→ **What the task asks**
The data below holds a line containing "to control the" and a line containing "PeterPetrik, line 102: can"; please quote exactly those two lines and every line between them, and nothing else.

Stored data:
■ ■ ■ ■ ■

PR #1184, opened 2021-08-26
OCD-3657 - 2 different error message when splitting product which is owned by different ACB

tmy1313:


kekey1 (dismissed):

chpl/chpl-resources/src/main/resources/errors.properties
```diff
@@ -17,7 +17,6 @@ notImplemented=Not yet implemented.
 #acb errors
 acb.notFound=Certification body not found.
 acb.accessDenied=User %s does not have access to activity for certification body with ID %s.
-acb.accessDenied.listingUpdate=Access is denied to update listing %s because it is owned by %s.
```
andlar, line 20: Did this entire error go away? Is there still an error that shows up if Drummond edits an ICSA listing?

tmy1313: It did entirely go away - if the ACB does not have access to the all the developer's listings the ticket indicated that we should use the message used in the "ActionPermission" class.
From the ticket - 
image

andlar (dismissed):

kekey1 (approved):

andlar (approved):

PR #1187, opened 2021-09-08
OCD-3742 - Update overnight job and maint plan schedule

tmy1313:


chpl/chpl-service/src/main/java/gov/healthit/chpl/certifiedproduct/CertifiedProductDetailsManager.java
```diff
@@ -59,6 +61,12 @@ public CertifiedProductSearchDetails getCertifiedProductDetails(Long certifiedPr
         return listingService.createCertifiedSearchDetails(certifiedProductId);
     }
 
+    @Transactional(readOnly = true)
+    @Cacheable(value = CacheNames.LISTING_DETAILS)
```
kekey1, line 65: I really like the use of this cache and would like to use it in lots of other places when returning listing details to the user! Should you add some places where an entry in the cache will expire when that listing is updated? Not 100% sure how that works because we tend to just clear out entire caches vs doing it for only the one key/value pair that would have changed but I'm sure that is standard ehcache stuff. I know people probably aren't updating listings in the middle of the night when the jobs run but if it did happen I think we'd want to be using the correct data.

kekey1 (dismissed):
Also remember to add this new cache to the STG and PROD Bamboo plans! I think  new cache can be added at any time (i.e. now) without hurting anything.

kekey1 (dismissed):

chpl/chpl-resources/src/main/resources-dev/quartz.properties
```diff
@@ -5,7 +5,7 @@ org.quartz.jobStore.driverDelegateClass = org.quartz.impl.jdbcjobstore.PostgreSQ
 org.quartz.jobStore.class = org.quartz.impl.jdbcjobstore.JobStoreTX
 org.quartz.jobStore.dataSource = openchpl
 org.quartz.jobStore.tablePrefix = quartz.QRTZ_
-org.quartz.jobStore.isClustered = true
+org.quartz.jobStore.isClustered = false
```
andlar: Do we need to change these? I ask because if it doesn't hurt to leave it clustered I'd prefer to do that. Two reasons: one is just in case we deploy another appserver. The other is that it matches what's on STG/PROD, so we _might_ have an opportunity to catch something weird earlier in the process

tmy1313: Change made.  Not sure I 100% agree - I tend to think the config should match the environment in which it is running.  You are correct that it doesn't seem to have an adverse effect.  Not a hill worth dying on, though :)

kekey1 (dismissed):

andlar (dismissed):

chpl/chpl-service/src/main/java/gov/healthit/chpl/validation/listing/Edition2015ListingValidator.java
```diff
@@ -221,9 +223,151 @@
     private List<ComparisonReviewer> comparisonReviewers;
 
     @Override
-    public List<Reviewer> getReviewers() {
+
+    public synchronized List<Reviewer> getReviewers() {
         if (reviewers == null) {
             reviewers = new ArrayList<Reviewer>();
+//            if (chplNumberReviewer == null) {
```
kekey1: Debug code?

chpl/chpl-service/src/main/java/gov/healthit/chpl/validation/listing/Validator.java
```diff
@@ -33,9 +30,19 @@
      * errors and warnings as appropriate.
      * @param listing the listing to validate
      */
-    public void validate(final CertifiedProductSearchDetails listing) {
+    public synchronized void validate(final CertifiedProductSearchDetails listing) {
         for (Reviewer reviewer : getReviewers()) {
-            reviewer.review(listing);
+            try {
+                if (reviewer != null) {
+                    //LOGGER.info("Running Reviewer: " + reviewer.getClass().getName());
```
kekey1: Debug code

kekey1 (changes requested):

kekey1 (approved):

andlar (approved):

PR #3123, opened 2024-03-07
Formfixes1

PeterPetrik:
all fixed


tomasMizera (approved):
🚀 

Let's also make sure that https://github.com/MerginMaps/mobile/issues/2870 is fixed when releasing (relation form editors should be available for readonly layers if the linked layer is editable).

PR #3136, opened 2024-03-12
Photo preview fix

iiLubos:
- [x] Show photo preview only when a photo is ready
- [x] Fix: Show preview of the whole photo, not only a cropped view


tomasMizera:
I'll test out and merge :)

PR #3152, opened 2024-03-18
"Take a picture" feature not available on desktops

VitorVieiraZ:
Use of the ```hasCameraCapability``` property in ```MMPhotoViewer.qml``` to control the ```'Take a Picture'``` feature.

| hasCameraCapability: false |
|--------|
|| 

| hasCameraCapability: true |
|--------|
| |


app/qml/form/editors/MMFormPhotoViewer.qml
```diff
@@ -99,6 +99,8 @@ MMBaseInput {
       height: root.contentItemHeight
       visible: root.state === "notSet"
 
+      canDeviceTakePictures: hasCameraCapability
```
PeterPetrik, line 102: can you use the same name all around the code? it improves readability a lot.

■ ■ ■ ■ ■

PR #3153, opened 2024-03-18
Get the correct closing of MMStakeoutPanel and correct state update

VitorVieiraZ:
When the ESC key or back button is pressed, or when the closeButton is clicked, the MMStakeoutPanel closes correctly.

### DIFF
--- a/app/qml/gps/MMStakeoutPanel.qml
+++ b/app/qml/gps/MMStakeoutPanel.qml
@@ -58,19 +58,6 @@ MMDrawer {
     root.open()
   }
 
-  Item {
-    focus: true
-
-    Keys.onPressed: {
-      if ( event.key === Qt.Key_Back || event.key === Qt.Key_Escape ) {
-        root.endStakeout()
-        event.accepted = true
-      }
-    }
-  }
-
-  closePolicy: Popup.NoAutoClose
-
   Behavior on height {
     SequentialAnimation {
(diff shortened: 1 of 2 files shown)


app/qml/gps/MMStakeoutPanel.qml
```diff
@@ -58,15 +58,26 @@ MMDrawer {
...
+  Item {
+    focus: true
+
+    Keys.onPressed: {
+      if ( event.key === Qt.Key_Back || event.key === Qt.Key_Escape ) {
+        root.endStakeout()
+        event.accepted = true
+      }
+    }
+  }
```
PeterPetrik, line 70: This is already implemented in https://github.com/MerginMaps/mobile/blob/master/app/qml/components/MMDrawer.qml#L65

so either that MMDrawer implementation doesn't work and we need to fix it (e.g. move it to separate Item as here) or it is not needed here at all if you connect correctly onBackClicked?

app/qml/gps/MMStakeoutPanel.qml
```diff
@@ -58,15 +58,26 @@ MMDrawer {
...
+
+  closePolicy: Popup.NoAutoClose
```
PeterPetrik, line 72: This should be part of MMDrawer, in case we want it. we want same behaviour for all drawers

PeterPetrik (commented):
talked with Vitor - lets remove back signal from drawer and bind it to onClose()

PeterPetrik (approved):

■ ■ ■ ■ ■

→ **Exercise output**
Use of the ```hasCameraCapability``` property in ```MMPhotoViewer.qml``` to control the ```'Take a Picture'``` feature.

| hasCameraCapability: false |
|--------|
|| 

| hasCameraCapability: true |
|--------|
| |


app/qml/form/editors/MMFormPhotoViewer.qml
```diff
@@ -99,6 +99,8 @@ MMBaseInput {
       height: root.contentItemHeight
       visible: root.state === "notSet"
 
+      canDeviceTakePictures: hasCameraCapability
```
PeterPetrik, line 102: can you use the same name all around the code? it improves readability a lot.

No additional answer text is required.